A recent study published in Anaesthesia showed COVID-19 patients who have chronic kidney disease (CKD) or develop coronavirus-related kidney injury in the intensive care unit (ICU) face higher odds of death than their otherwise-healthy peers, according to a news report from the Center for Infectious Disease Research and Policy (CIDRAP) at the University of Minnesota.
Led by researchers at Imperial College London, the retrospective study involved 372 adult COVID-19 patients in four ICUs in the United Kingdom from March 10 to July 31. Of the 372 patients, 216 (58 percent) had kidney impairment, 22 percent of which was CKD (48 patients) and 78 percent of which developed during hospitalization (168 patients).
In total, 139 of 372 patients (37 percent) died. Of the 156 patients with healthy kidneys, 32 (21 percent) died in the hospital, in contrast with 81 of 168 patients (48 percent) with newly developed kidney injury and 11 of 22 (50 percent) with CKD stage 1 through 4.
Among the other 26 patients who had CKD, 9 of 19 patients (47 percent) with end-stage renal failure (ESRF), who had already required routine outpatient dialysis, died. The death rate was highest in CKD patients who had undergone kidney transplant (6 of 7 [86 percent]).
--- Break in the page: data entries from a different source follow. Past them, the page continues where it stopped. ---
PR #323, opened 2023-04-11
Fix XSS vulnerability on search results page

ChrisBAshton:
Pages that are indexed in search results have their entire contents indexed, including any HTML code snippets. These HTML snippets would appear in the search results unsanitised, so it was possible to render arbitrary HTML or run arbitrary scripts:

> script being invoked
> HTML being rendered

This is a largely theoretical security issue; to exploit it, an attacker would need to find a way of committing malicious code to a page indexed by a site that uses tech-docs-gem (which are typically not editable by untrusted users). Their code would also be limited by the relatively short length that's rendered in the corresponding search result. Nevertheless, the XSS would then be triggerable by visiting a pre-constructed URL (`/search/index.html?q=some+search+term`), which users could be tricked into clicking on through social engineering.

## What’s changed

This commit sanitises the HTML before rendering it to the page. It does so whilst retaining the `<mark data-markjs="true">` behaviour that highlights the search term in the result:

> sanitised HTML with highlights

I've used jQuery's `text()` function for sanitisation, as that is the approach used elsewhere in the project ([1]).
    
I did consider using native JavaScript (using the same approach as in Mustache [2]) to avoid the jQuery dependency, but this itself may contain bugs and would lead to having two sanitisation approaches to maintain, so I opted against it. For future reference, the code in this commit can be swapped out with:

```js
var entityMap = {
  '&': '&amp;',
  '<': '&lt;',
  '>': '&gt;',
  '"': '&quot;',
  "'": '&#39;',
  '/': '&#x2F;',
  '`': '&#x60;',
  '=': '&#x3D;'
};
var sanitizedContent = String(content).replace(/[&<>"'`=\/]/g, function (s) {
  return entityMap[s];
});
```

[1]: https://github.com/alphagov/tech-docs-gem/blob/66cc7ab0a06dc2f1fe89de8cba2270fcf46f6466/lib/assets/javascripts/_modules/search.js#L202-L204
[2]: https://github.com/janl/mustache.js/blob/972fd2b27a036888acfcb60d6119317744fac7ee/mustache.js#L60-L75

## Identifying a user need

The look and interactions of the gem are unchanged. This simply addresses a security issue.

### DIFF
--- a/CHANGELOG.md
+++ b/CHANGELOG.md
@@ -2,6 +2,10 @@
 
 ## Unreleased
 
+This change solves a potential security issue with HTML snippets. Pages indexed in search results have their entire contents indexed, including any HTML code snippets. These HTML snippets would appear in the search results unsanitised, making it possible to render arbitrary HTML or run arbitrary scripts.
+
+You can see more detail about this issue at [#323: Fix XSS vulnerability on search results page](https://github.com/alphagov/tech-docs-gem/pull/323)
+
 ## 3.3.0
 
 ### New features
--- a/lib/assets/javascripts/_modules/search.js
+++ b/lib/assets/javascripts/_modules/search.js
@@ -169,8 +169,8 @@
 
     this.processContent = function processContent (content, query) {
       var output
-      content = '<div>' + content + '</div>'
-      content = $(content).mark(query)
+      var sanitizedContent = $('<div></div>').text(content).html()
+      content = $('<div>' + sanitizedContent + '</div>').mark(query)
 
       // Split content by sentence.
       var sentences = content.html().replace(/(\.+|:|!|\?|\r|\n)("*|'*|\)*|}*|]*)/gm, '|').split('|')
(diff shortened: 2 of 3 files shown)


CHANGELOG.md
```diff
@@ -2,6 +2,8 @@
 
 ## Unreleased
 
+- [#323: Fix XSS vulnerability on search results page](https://github.com/alphagov/tech-docs-gem/pull/323)
```
claireashworth, line 5:
```suggestion
This change solves a potential security issue with HTML snippets. Pages indexed in search results have their entire contents indexed, including any HTML code snippets. These HTML snippets would appear in the search results unsanitised, making it possible to render arbitrary HTML or run arbitrary scripts.

You can see more detail about this issue at [#323: Fix XSS vulnerability on search results page](https://github.com/alphagov/tech-docs-gem/pull/323)
```

claireashworth: I used your issue description to add a bit more detail to the change log.

lib/assets/javascripts/_modules/search.js
```diff
@@ -169,8 +169,9 @@
 
     this.processContent = function processContent (content, query) {
       var output
-      content = '<div>' + content + '</div>'
-      content = $(content).mark(query)
+      $('html').append('<div id="tmp-div-for-sanitising-html"></div>')
+      var sanitizedContent = $('#tmp-div-for-sanitising-html').detach().text(content).html()
```
lfdebrux, line 173: This worked for me, without the need to attach and then detach a node:

```suggestion
      var sanitizedContent = $('<div id="tmp-div-for-sanitising-html"></div>').text(content).html()
```

ChrisBAshton: Ahh, nice one!

lfdebrux (approved):

PR #325, opened 2023-04-14
TRG-668: Support sites deployed on a path other than "/" when generating header and footer links.

eddgrant:
Hey folks :wave: 

## What’s changed

[v3.2.0](https://github.com/alphagov/tech-docs-gem/releases/tag/v3.2.0) contained changes to support support sites which were configured to generated relative links. At the time I implemented these changes we were not making use of the `header_links` and `footer_links` links functionality. We have since started using both which caused me to realise that the relative link generation did not work for either.

This PR extends the relative link generation functionality such that it works for both header and footer links. I have also updated the tests to be more comprehensive so that they test link generation for both internal and external links, as I found that external links were not being correctly identified in all cases previously.

Hope this all makes sense. Would be great if someone could give it some :eyes: and consider it for inclusion. Very happy to discuss and fettle if required.

Cheers!


lib/govuk_tech_docs/path_helpers.rb
```diff
@@ -26,5 +38,25 @@ def path_to_site_root(config, page_path)
...
+    def get_resource_path_relative_to_current_page(config, current_page, resource_path_from_site_root)
+      path_segments = resource_path_from_site_root.split("/").reject(&:empty?)[0..-2]
+      path_file_name = resource_path_from_site_root.split("/")[-1]
+
+      path_to_site_root = path_to_site_root config, current_page
+      path_to_site_root + path_segments.push(path_file_name).join("/")
+    end
+
+    def external_url?(url)
+      puts "URL is #{url}"
```
lfdebrux, line 57: Was this included just for debugging? If so I think it should be removed now

lib/govuk_tech_docs/path_helpers.rb
```diff
@@ -1,18 +1,30 @@
 module GovukTechDocs
   module PathHelpers
-    def get_path_to_resource(config, resource, current_page)
-      if config[:relative_links]
-        resource_path_segments = resource.path.split("/").reject(&:empty?)[0..-2]
-        resource_file_name = resource.path.split("/")[-1]
+    require "uri"
```
lfdebrux, line 3: Can we put this at the very top of the file?

lib/govuk_tech_docs/path_helpers.rb
eddgrant: Aah good spot. Have fixed.

spec/table_of_contents/helpers_spec.rb
```diff
@@ -129,6 +129,10 @@ def render(_layout)
           def add_children(children)
             @children.concat children
           end
+
+          def is_a?(clazz)
+            clazz.to_s == "Middleman::Sitemap::Resource"
```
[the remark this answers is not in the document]
eddgrant: D'oh, my years of JVM programming coming back to haunt me :laughing: . Have changed this now.

lfdebrux (approved):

Death rates rose along with worsening kidney injury classified by Kidney Disease: Improving Global Outcomes (KDIGO) classification; of 157 patients with stage 0 (least) injury, 33 (21 percent) died, compared with those with more serious stages 1 to 3 injury (91/186 [49 percent]). Those who died were more likely to have needed dialysis than survivors (64/139 [46 percent] vs 57/233 [24 percent]). But once dialysis was started, death rates were not significantly different between survivors and non-survivors in patients with new kidney injury (39/82 [48 percent] vs 43/82 [52 percent]) or non–end-stage CKD (8/17 [47 percent] vs 9/17 [53 percent]).